Working data >>

PR #188, opened 2019-06-07
Simplify the path condition following an if-else

hermanventer:
## Description

The path condition following an if-else statement is of the form (x && y) || (x && !y), which simplifies to just x. When this pattern appears frequently enough, it is a form of exponential blow-up, so simplification really matters in this case.

With this change, MIRAI on MIRAI now completes in 21.64s without any time-outs. That is less time than it takes the Rustc compiler to do an optimized build.

Full disclosure: The outer fixed point loop is still restricted to just 2 iterations, which means that recursion is not properly analyzed. There is still much work to be done on that front and when that is fixed, the analysis time will no doubt be significantly more.

## Type of change

- [x] Performance bug fix (non-breaking change which fixes an issue)

## How Has This Been Tested?
cargo test; ./validate.sh


hermanventer:
1) It was a minute or more.
2) Usually I change MIRAI to only analyze a single (problematic) function and do a profile on that. In this case I was pouring over the debug logs and noticed this pattern showing up a lot. I actually saw that a while back. At the time fixing it did not make a big difference and I did not want to complicate those diffs any further.

Issue #162, opened 2021-01-06
Set the timeout for ActorProxy


alydersen:
Hi everybody,

We have a few issues regarding errors and timeouts when talking to the actors that we are ironing out. The question is if it its possible to tweak the default timeout of 60 seconds on the ActorProxy or otherwise instantialize the class? I guessing there will be very few cases where 60 seconds is needed?

Thanks!
Andreas

RELEASE NOTE: **ADD** Add DAPR_HTTP_TIMEOUT_SECONDS configuration option.

wcs1only:
We can indeed add a timeout value to the public interface.

wcs1only:
So we're adding two ways to do this. You can set the environment variable DAPR_HTTP_TIMEOUT_SECONDS

or

```python
proxy = ActorProxyFactory(http_timeout_seconds=10).create('actor_type', 'actor_id')
```

PR #207, opened 2021-03-23
Add a configuration to specify http timeouts (#162)

wcs1only:
# Description

Add a configuration option DAPR_HTTP_TIMEOUT_SECONDS. This can be set as an environment variable, or it can be passed as a parameter to ActorProxyFactory(), or DaprClient().

## Issue reference

Please reference the issue this PR will close: #162

## Checklist

* [ ] Code compiles correctly
* [ ] Created/updated tests


dapr/clients/__init__.py
```diff
@@ -55,14 +56,18 @@ def __init__(
...
         """
         super().__init__(address, interceptors)
         self.invocation_client = None
 
         invocation_protocol = settings.DAPR_API_METHOD_INVOCATION_PROTOCOL.upper()
 
         if invocation_protocol == 'HTTP':
-            self.invocation_client = DaprInvocationHttpClient(headers_callback=headers_callback)
+            if http_timeout_seconds is None:
+                http_timeout_seconds = settings.DAPR_HTTP_TIMEOUT_SECONDS
```
artursouza, line 68: Can the default be handles in the param in the method signature?

wcs1only: Well, I initially had it that way, but in order to be able to manipulate settings for the sake of unit testing, I had to use this approach. 

TIL: python method signature defaults are set once with the class is loaded and are immutable after that.

artursouza (approved):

About this exercise >> The answer consists of every entry, returned exactly.

Written reply >>
PR #188, opened 2019-06-07
Simplify the path condition following an if-else

hermanventer:
## Description

The path condition following an if-else statement is of the form (x && y) || (x && !y), which simplifies to just x. When this pattern appears frequently enough, it is a form of exponential blow-up, so simplification really matters in this case.

With this change, MIRAI on MIRAI now completes in 21.64s without any time-outs. That is less time than it takes the Rustc compiler to do an optimized build.

Full disclosure: The outer fixed point loop is still restricted to just 2 iterations, which means that recursion is not properly analyzed. There is still much work to be done on that front and when that is fixed, the analysis time will no doubt be significantly more.

## Type of change

- [x] Performance bug fix (non-breaking change which fixes an issue)

## How Has This Been Tested?
cargo test; ./validate.sh


hermanventer:
1) It was a minute or more.
2) Usually I change MIRAI to only analyze a single (problematic) function and do a profile on that. In this case I was pouring over the debug logs and noticed this pattern showing up a lot. I actually saw that a while back. At the time fixing it did not make a big difference and I did not want to complicate those diffs any further.

Issue #162, opened 2021-01-06
Set the timeout for ActorProxy


alydersen:
Hi everybody,

We have a few issues regarding errors and timeouts when talking to the actors that we are ironing out. The question is if it its possible to tweak the default timeout of 60 seconds on the ActorProxy or otherwise instantialize the class? I guessing there will be very few cases where 60 seconds is needed?

Thanks!
Andreas

RELEASE NOTE: **ADD** Add DAPR_HTTP_TIMEOUT_SECONDS configuration option.

wcs1only:
We can indeed add a timeout value to the public interface.

wcs1only:
So we're adding two ways to do this. You can set the environment variable DAPR_HTTP_TIMEOUT_SECONDS

or

```python
proxy = ActorProxyFactory(http_timeout_seconds=10).create('actor_type', 'actor_id')
```

PR #207, opened 2021-03-23
Add a configuration to specify http timeouts (#162)

wcs1only:
# Description

Add a configuration option DAPR_HTTP_TIMEOUT_SECONDS. This can be set as an environment variable, or it can be passed as a parameter to ActorProxyFactory(), or DaprClient().

## Issue reference

Please reference the issue this PR will close: #162

## Checklist

* [ ] Code compiles correctly
* [ ] Created/updated tests


dapr/clients/__init__.py
```diff
@@ -55,14 +56,18 @@ def __init__(
...
         """
         super().__init__(address, interceptors)
         self.invocation_client = None
 
         invocation_protocol = settings.DAPR_API_METHOD_INVOCATION_PROTOCOL.upper()
 
         if invocation_protocol == 'HTTP':
-            self.invocation_client = DaprInvocationHttpClient(headers_callback=headers_callback)
+            if http_timeout_seconds is None:
+                http_timeout_seconds = settings.DAPR_HTTP_TIMEOUT_SECONDS
```
artursouza, line 68: Can the default be handles in the param in the method signature?

wcs1only: Well, I initially had it that way, but in order to be able to manipulate settings for the sake of unit testing, I had to use this approach. 

TIL: python method signature defaults are set once with the class is loaded and are immutable after that.

artursouza (approved):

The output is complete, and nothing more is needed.